2022 will be remembered as worst for global stock markets
2022.12.30 07:44
2022 will be remembered as worst for global stock markets
Budrigannews.com – 2022 has been perhaps the most turbulent year investors have ever experienced, and with good reason. Trillions of dollars have been wiped out of world stocks, bond markets have exploded, currencies and commodities have swung around, and a few crypto empires have collapsed.
Counting the final numbers is useful, but it doesn’t tell the whole story.
Although global equities are down $14 trillion and heading for their second-worst year ever, there have been nearly 300 interest rate hikes and three rallies of more than 10% during that time, which has made the volatility insane.
The war in Ukraine and widespread inflation as economies around the world emerged from the pandemic have been the primary drivers, but China has remained constrained by it.
In dollar terms, U.S. Treasuries and German bonds, the benchmarks of global borrowing markets and traditional go-to assets in difficult times, lost 16 percent and 24 percent, respectively.
Markets call DoubleLine Capital’s Jeffery Gundlach the “Bond King,” and he claims that conditions became so bad at times that his team was unable to trade for days at a time.
“There has been a purchaser’s strike,” he said. ” And this is understandable considering that prices have only recently decreased.”
As soon as it became clear that COVID was not going to shut down the global economy again and that the United States Federal Reserve, the most powerful central bank in the world, was serious about raising interest rates, the drama began.
In January alone, MSCI’s world stocks index lost 5% as ten-year Treasury yields increased to 1.8% from less than 1.5%.
That yield is now 3.68 percent, stock prices are down 20 percent, and oil prices surged 80 percent before being sold off. Despite stating that it was unlikely to change at this time last year, the Fed has increased rates by 400 basis points and the European Central Bank by a record 250 basis points.
Even though a last-minute Bank of Japan surprise this week gave the yen a lift, the dollar has gained almost 9% against the main currencies of the world and 12.5 percent against the Japanese yen.

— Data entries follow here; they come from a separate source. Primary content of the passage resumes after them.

PR #961, opened 2019-04-17
Improvements to the Python kandinsky module

Ecco:
* A color is now simply a tuple of 3 RGB values between 0 and 255 (e.g. red is `(255,0,0)`)
* The function `draw_string` now takes two extra optional parameters, text and background color
* Add a `fill_rect` function to quickly draw a rectangle
* Syntax errors are shown *before* switching to the drawing screen


boricj:
While we're here, we could use a `wait_vsync()` function inside `kandinsky` to prevent flicker when rendering animations/games on the device (my pong PoC is quite nauseating without it). It doesn't have to be exposed in the toolbox since it's not that useful otherwise.

Ecco:
That's indeed a good suggestion but I think this function should go in another module. Maybe somewhere alongside a `scankey` function?

boricj:
I'm not a fan of exposing internal module names as Python modules (end users currently think `kandinsky` is a funky name for proprietary NumWorks Python functions as they can't know nor they care why it's named that way), but that ship has sailed a _long_ time ago.

We can either spin `kandinsky` into a complete NumWorks platform module or we can stick to the current theme and have an `ion` module. I believe for the latter that end-users won't see a logic as of why some things are arbitrarily split across arbitrarily-named modules and they'll end up writing things like `from kandinsky, ion import *` to get that out of the way.

0b101:
It would be useful if color could also accept hex color values.

PR #7217, opened 2017-06-10
getInfo function needed update

jmseaton:
```
File "/apps/couchpotato2/couchpotato/core/media/movie/providers/info/omdbapi.py", line 62, in getInfo
    cached = self.getCache(cache_key, self.urls['info'] % identifier, timeout = 3, headers = {'User-Agent': Env.getIdentifier()})
TypeError: not enough arguments for format string

```
getInfo function needed update to support the api key.  Created a url variable to mirror search function.

Also fixed a typo in the info url (apikiey > apikey)


jmseaton:
sorry, i did this PR to master instead of develop, and when I tried to switch it, there were a ton of commits that showed up.

RuudBurger:
merged, thanks!

PR #7220, opened 2017-06-14
torrentday has depcreated the classic URL

jshapiro26:
the "classic" url for downloading torrent files from torrentday has been deprecated and has begun throwing 404's. As is, snatching is broken for torrentday. Changing the base_url's resolves this issue and allows snatching again.


jmonsma:
@RuudBurger this works

PR #7226, opened 2017-07-16
Update thepiratebay.py

jasonlyle88:
Remove the quotes around the search string to allow for results to be returned

Removes quotes so that thepiratebay can return results. I have had several movies not be returned because of the quoting

### Related issues:
...


RuudBurger:
Do you have an example that fails? It is there to prevent an "OR" search instead of the full title

jasonlyle88:
Couchpotato searched for: "The Silencers 1966"

Pirate Bay has: "The Silencers (Action 1966) Dean Martin 720p"

I see what you are saying. Perhaps the correct change would be to search for "{Title}" "{Year}" instead to allow for the year not always being simply listed immediately after the title. Or maybe something else of the sort. Any thoughts?

PR #7222, opened 2017-07-01
Increase Default Video Sizes - HDTS, HDCAM Never Downloads

d8ahazard:
I have been trying to figure out why HDTS and HDCAM files wouldn't
download, despite everything appearing to work properly.  This is the
problem.  Scene filesizes for TS/CAM may match the defined sizes, but
HDTS and HDCAM files are naturally larger.

If it's not ideal to increase default sizes for defined names, then
maybe HDTS and HDCAM should have their own definitions - although this
may conflict with TS/CAM?

### Description of what this fixes:
HDTS and HDCAM files were never found by the searcher.

### Related issues:
...

PR #7230, opened 2017-07-24
Add HDCam, HDTS, HDSCR profiles

d8ahazard:
Add quality profiles for HD rips of prereleases.  Currently, the
searcher will fail if the file size for releases commonly designated
with a HD- tag is larger than 1g/1.6g, so this adds support OOB for
those size releases.

If a CAM or TS is larger than 1G, it will never be downloaded by Couchpotato.  On investigation, this is almost always happening with files labeled as "HDTS" or "HDCAM".  While these aren't always the most desirable releases, the app does still provide support for them, so it'd be nice to not have to modify profiles in order to be able to have CP work as expected.

### Related issues:

Re-working of issue #7222


HazCod:
A bit unrelated but since the forum is down: 2160p isn't appearing in Qualities.

PR #7234, opened 2017-07-30
Switch from qstatus (deprecated) to queue API call for SABnzbd

Safihre:
@RuudBurger Will people that have the installer from https://couchpota.to/ also get this update?
Because we wanted to get rid of `qstatus` for a long time, but didn't because of CouchPotato.

(now correctly against `develop` and not `master`)

### DIFF
--- a/couchpotato/core/downloaders/sabnzbd.py
+++ b/couchpotato/core/downloaders/sabnzbd.py
@@ -100,7 +100,7 @@ class Sabnzbd(DownloaderBase):
 
             # the version check will work even with wrong api key, so we need the next check as well
             sab_data = self.call({
-                'mode': 'qstatus',
+                'mode': 'queue',
             })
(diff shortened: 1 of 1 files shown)


clinton-hall:
@Safihre 

The build versions (OSX and Windows) will eventually get all merged pull requests, but the  last build was 1 Sep 2015. So I'm not sure when @RuudBurger will create the next release.

On couchpota.to forums I am advising users on OSX and Windows to install from source.

Safihre:
Can't someone else do this releasing? Still all relying on 1 person? 
Why?

Safihre:
What about those (on average) 600 users that download this very much outdated version of CouchPotato every day? 
http://www.safihre.com/sabnzbd/stats.html?repo=CouchPotato/CouchPotatoServer
They're all supposed to switch to source?

PR #7236, opened 2017-08-19
Fix login problems with BitHDTV provider

fiLLLip:
BitHDTV scraping and downloading was broken after implementation of captcha. Uses cookies set by user instead of username and password. Cookies must be fetched from a active session.

Must use cookie values from logged in session:
image

### Related issues:
...


fiLLLip:
Is this repo still alive, @RuudBurger?

PR #7237, opened 2017-08-23
Replace Torrentz with Torrentz2

yldepm:
torrentz.eu has been down for a whilr. Replacing it with torrentz2 with the following limitations:
- Query URLs are different
- Cannot get "verified" quality from feed/search with torrentz2
- Fix cases when size is in GB
- cannot pass size in query (see https://torrentz2.eu/help and I have verified)

It has been tested with few scenarios


yldepm:
merge fail, will try again

PR #7238, opened 2017-08-23
Replace Torrentz with Torrentz2

yldepm:
torrentz.eu has been down for a while. Replacing it with torrentz2 with the following limitations:

- Query URLs are different
- Cannot get "verified" quality from feed/search with torrentz2
- Fix cases when size is in GB or KB
- cannot pass size in query (see https://torrentz2.eu/help and I have verified)

It has been tested with few scenarios

### DIFF
--- a/couchpotato/core/media/_base/providers/torrent/torrentz.py
+++ b/couchpotato/core/media/_base/providers/torrent/torrentz.py
@@ -15,24 +15,18 @@ log = CPLog(__name__)
 class Base(TorrentMagnetProvider, RSS):
 
     urls = {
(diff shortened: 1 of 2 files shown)


yldepm:
Hum, is anyone maintaining a fork of couchpotato?

benjaminfauchald:
Hmmm... maybe someone should. Seems like bug reporting link is down as well

jonlguk:
Hi you can just go to [Search Torrentz2.eu](http://searchtorrentz2.eu) to search all torrents

PR #7240, opened 2017-09-13
Reworked the categories for TorrentLeech to catch WEB-DL, WEBRip, HDRip and 2160p

whitter:
Noticed that CouchPotato was snatching few movies than it used to.  Seems this is down to TorrentLeech and their search categories.

CouchPotato was never seeing HDRips or WEB-DL for the brrip quality as they are located in TorrentLeech categories that where not being searched.  Noticed that WEBRip where not being looked for nor where 2160p qualities.

Had this change running for the past week and now I'm drowning in movies.


couchpotato/core/media/movie/providers/torrent/torrentleech.py
```diff
@@ -11,12 +11,14 @@
 class TorrentLeech(MovieProvider, Base):
 
     cat_ids = [
-        ([13], ['720p', '1080p', 'bd50']),
+        ([41], ['2160p']),
```
nenladar: Please add category 47 here as well.

PR #7251, opened 2017-10-22
Don't rename subtitles when there's only one language

thijstijsma:

I looked into the issue I had with Plex not detecting subtitles.

Soon I found out CouchPotato is renaming a pair of idx/sub to MovieName.idx and MovieName.en.sub, even though they are the only files.


thijstijsma:
What should this functionality do?

I've made this assumption, but there is something missing:

- If the subtitle file contains one language, it shouldn't rename.
- If the subtitle file contains multiple language, it shouldn't rename.
- If there are multiple subtitle files, it should rename each of them? But what if they also have multiple languages?

I'll adjust the code accordingly.

PR #7257, opened 2018-01-04
Update scanner.py

PeroqDev:
Add support of .mov extension in the renamer
Based on this old post in the forum: https://couchpota.to/forum/viewtopic.php?f=5&t=4642&p=22300#p22313
Tested with single .mov file that has been correctly processed by the renamer


RuudBurger:
I rather keep the .mov extension for trailers, which it is more often.
Thanks for the PR though!

PR #7259, opened 2018-01-10
Change search term for 2160p material from PTP provider

arebokert:
PTP does not return any results when searching for the term 4K. PTP uses 2160p as search term for its 4K material and so, the search term needs to be changed.


gaganpreet:
I had the same issue and can confirm this fix works. Thanks!

RuudBurger:
Thanks!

Turkey’s inflation and monetary policy issues have hurt the lira by 28% in emerging markets, but its stock market is the best in the world.
Egypt, under pressure, devalued its currency by more than 36%. Ghana’s cedi plunged 60% as it defaulted along with Sri Lanka. Supported by Moscow’s capital controls, Russia’s rouble is still the second-best performing currency in the world, despite being significantly lower than its peak in June. Following the invasion of Ukraine, it was initially destroyed.
Robert Alster, Chief Investment Officer of Close Brothers Asset Management, said, “If you ask me what will happen next year, I really couldn’t tell you,” citing the pound and British bond markets’ downturn when Liz Truss’s short-lived government attempted an unfunded spending spree.
The pound lost 9% in a matter of days and ten-year gilt yields skyrocketed, both of which are uncommon in major markets.
Michael Hewson, a seasoned analyst at CMC Markets, stated, “Don’t be surprised if it goes down like a cup of cold sick if you sell it wrong.”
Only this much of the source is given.